11. This Agreement shall bind any successors or assignees of Creditor and shall benefit any successors or assigns of Bank.  This Agreement shall remain effective until the first to occur of (a) termination in writing by Bank, or (b) such time as when (i) the Senior Debt is fully paid in cash, (ii) Bank has no commitment or obligation to lend any further funds to Borrower, and (iii) all financing agreements between Bank and Borrower are terminated.
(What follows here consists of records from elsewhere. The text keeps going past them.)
PR #802, opened 2026-06-21
Align Rust/JS render surface and harden output-format types

kane50613:
Addresses the DX/API findings from the v2 audit (Joshua Bloch's *How to Design a Good API* plus the Rust API Guidelines and TypeScript library best practices).

## Changes

**Naming symmetry (Rust ↔ JS)**
- `measure_layout` → `measure`
- `render_sequence_animation` → `render_animation`
- `ImageOutputFormat` → `OutputFormat`

These now match the JS binding method names so the two surfaces read as one language.

**Hide `image::RgbaImage` from the public API**
- `render` returns a `Bitmap` newtype; `write_image` takes `&Bitmap`.
- Pixels are reachable via `Bitmap::as_raw` / `into_raw`; the public API no longer commits to a specific `image` crate version.

**Discriminated-union output format (napi + wasm)**
- The JS `format`/`quality`/`lossless` flag-bag becomes a discriminated union, so `quality` and `lossless` only appear on the formats that accept them. Impossible combos (e.g. `{ format: "png", quality, lossless }`) no longer typecheck.
- Format strings stay identical across napi and wasm so the universal `takumi-js` layer composes cleanly; wasm exposes WebP as lossless-only (lossy WebP is native-only).

**Quality consistency**
- napi animation/encode paths now clamp out-of-range WebP quality instead of throwing, matching the core `Quality` type and the wasm binding.

## Verification
- `cargo build`, `cargo clippy`, and `cargo test` (903 tests) pass on native and wasm targets.
- `tsc --noEmit` passes for `@takumi-rs/core`, `@takumi-rs/wasm`, and `takumi-js`.
- `oxlint` + `oxfmt` + `rustfmt` clean.

## Notes / follow-ups
- Animation output options (`RenderAnimationOptions`/`EncodeFramesOptions`) still use a flat `format`/`quality`/`lossless` shape; converting those to a union is a natural follow-up.

https://claude.ai/code/session_01PffFyJn2SZ3q1aSdLAyiBb

## Release Notes

* **New Features**
  * JavaScript/WebAssembly output format is now a discriminated union, with `quality` and `lossless` properties only on applicable format variants.

* **Breaking Changes**
  * Rust API: `measure_layout()` → `measure()`, `render_sequence_animation()` → `render_animation()`.
  * `render()` now returns `Bitmap` wrapper type instead of raw image.
  * Quality is now part of `OutputFormat` enum variants rather than a separate function parameter.
  * `write_image()` signature updated.

* **Bug Fixes**
  * Out-of-range WebP quality values are now clamped instead of throwing errors.

### DIFF
--- a/.changeset/js-output-format-union.md
+++ b/.changeset/js-output-format-union.md
@@ -1,0 +1,7 @@
+---
+"@takumi-rs/core": major
+"@takumi-rs/wasm": major
+"takumi-js": major
+---
+
+Model the output format as a discriminated union so `quality` and `lossless` only appear on the formats that accept them, and clamp out-of-range WebP quality instead of throwing
--- a/.changeset/rust-render-naming-bitmap.md
+++ b/.changeset/rust-render-naming-bitmap.md
@@ -1,0 +1,6 @@
+---
+"takumi": major
+"takumi-raster": minor
+---
+
+Rename `measure_layout` to `measure`, `render_sequence_animation` to `render_animation`, and `ImageOutputFormat` to `OutputFormat`; return a `Bitmap` newtype from `render` instead of `image::RgbaImage`, and take `&Bitmap` in `write_image`
--- a/docs/content/docs/upgrade/v2.mdx
+++ b/docs/content/docs/upgrade/v2.mdx
@@ -167,14 +167,29 @@ takumi = { version = "*", default-features = false, features = ["raster-backend"
 
 ### Image output quality is modeled per format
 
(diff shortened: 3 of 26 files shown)


kane50613:
Addressed CodeRabbit's review in 0f984776:

- **`Bitmap` constructor**: did *not* make `from_rgba` `pub` — its parameter is `image::RgbaImage`, so exposing it would re-leak the `image` crate into the public API, which is exactly what the `Bitmap` newtype removes. Instead added `pub fn Bitmap::from_raw(width, height, data: Vec<u8>) -> Option<Self>` (mirrors `RgbaImage::from_raw`), so callers can build frames from their own pixels without depending on `image`. `from_rgba` stays `pub(crate)`.
- **Clamp test**: added `RIFF` / `WEBP` header assertions so it proves the clamped quality still produces valid WebP.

This Agreement is solely for the benefit of Creditor and Bank and not for the benefit of Borrower or any other party.  Creditor further agrees that if Borrower is in the process of refinancing any portion of the Senior Debt with a new lender, and if Bank makes a request of Creditor, Creditor shall agree to enter into a new subordination agreement with the new lender on substantially the terms and conditions of this Agreement.
 
 
 

 
 
12. Creditor hereby agrees to execute such documents and/or take such further action as Bank may at any time or times reasonably request in order to carry out the provisions and intent of this Agreement, including, without limitation, ratifications and confirmations of this Agreement from time to time hereafter, as and when requested by Bank.
 
13. This Agreement may be executed in two or more counterparts, each of which shall be deemed an original and all of which together shall constitute one instrument.
 
14. This Agreement shall be governed by and construed in accordance with the laws of the Commonwealth of Massachusetts, without giving effect to conflicts of laws principles.  Creditor and Bank submit to the exclusive jurisdiction of the state and federal courts located in Boston, Massachusetts, in any action, suit, or proceeding of any kind, against it which arises out of or by reason of this Agreement; provided, however, that if for any reason Bank cannot avail itself of the Courts of the Commonwealth of Massachusetts, Creditor accepts jurisdiction of the Courts and venue in Santa Clara County, California.  CREDITOR AND BANK WAIVE THEIR RESPECTIVE RIGHTS TO A JURY TRIAL OF ANY CLAIM OR CAUSE OF ACTION BASED UPON OR ARISING OUT OF THIS AGREEMENT OR ANY OF THE TRANSACTIONS CONTEMPLATED HEREIN.
 
15. This Agreement represents the entire agreement with respect to the subject matter hereof, and supersedes all prior negotiations, agreements and commitments.  Creditor is not relying on any representations by Bank or Borrower in entering into this Agreement, and Creditor has kept and will continue to keep itself fully apprised of the financial and other condition of Borrower.  This Agreement may be amended only by written instrument signed by Creditor and Bank.
 

 
 

 

IN WITNESS WHEREOF, the undersigned have executed this Agreement as of the date first above written.
 
“Creditor”                                                                           “Bank”
 
SILICON VALLEY BANK
____________________________________________              
Rick Weidinger                                     By:________________________________________
 
Title:_______________________________________
____________________________________________   
Kenneth Brooks
 
____________________________________________     
David Baird
 
____________________________________________                                                                                                                                                              
Frederick Bohlander
 
____________________________________________            
Colin Eagen
 

 
The undersigned approves of the terms of this Agreement.
 
“Borrower”
 
BRAINTECH, INC.
 
By:_________________________________________
 
Title:________________________________________
 

 
BRAINTECH INDUSTRIAL, INC.
 
By:_________________________________________
 
Title:________________________________________
 

 
BRAINTECH GOVERNMENT & DEFENSE, INC.